Monday, January 3, 2011

I'll go to your room but you'll have to seduce me.

i dont know where i remember you from but i swear i know you.

where is my vicky ---nah
where is my maria elena.

i feel like cristina before she was in a relationship,and after she left- all the time.

just received an assload of woody allen movies...well not that much more like 5 but combine the time and that about 1/2 your day why does 10 hours seem to be so overbearing but 5hrs here and there is a bearable. where is the bear.

where is she,them.
i wouldn't mind a 3 way relationship by the way. lets be a community perhaps raise a family like that one day| the idea of just one person for soo long is eh, i mean unless that one person ideal is meant for me. but two people, could be for me...my ideal the same way people feel one person can fulfill them..shit maybe 3-4.

something i will see
in this life i will learn.

I find the idea of 2 lovers exciting. 2 people who i am in love with W-O-W! would i not be set?

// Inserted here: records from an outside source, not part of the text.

PR #9690, opened 2023-06-28
Minimal support for Alpha Frontier-like Workers

SomeTroglodyte:
Commit messages tell a lot.

* The "[Add a chance](https://github.com/yairm210/Unciv/commit/ed2afa4b1c8a7db89ca647fe3f03b494073031fd)" one is half of the point of this. It's minimal as it only tries the water AI when land AI reached a medium level fail. Affects only the "workboats" unique.
* The second "half" just removes blockers that kept findTileToWork from working on water when a Worker has "Can build [Water] improvements on tiles" - [later commit](https://github.com/yairm210/Unciv/pull/9690/commits/04ca43deba1764a6524b8da0397fe10fe6dd3e33).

and on the subject of love. why would i hold back.Embrace the experience for what it is never knowing how long it will last. lest you miss out on it all. I am not perfect and I have not been the best in the past with communicating but I can and will own up to that. I will improve,not that im bad now.

i've had dreams of having sex with at least 3 people 2 of them i know 1 of them felt like "in love was setting in or lust was succumbed in a wonderful sexual relationship.

why do you read this.
why do you write it...

sHE completely abandons all responsibility.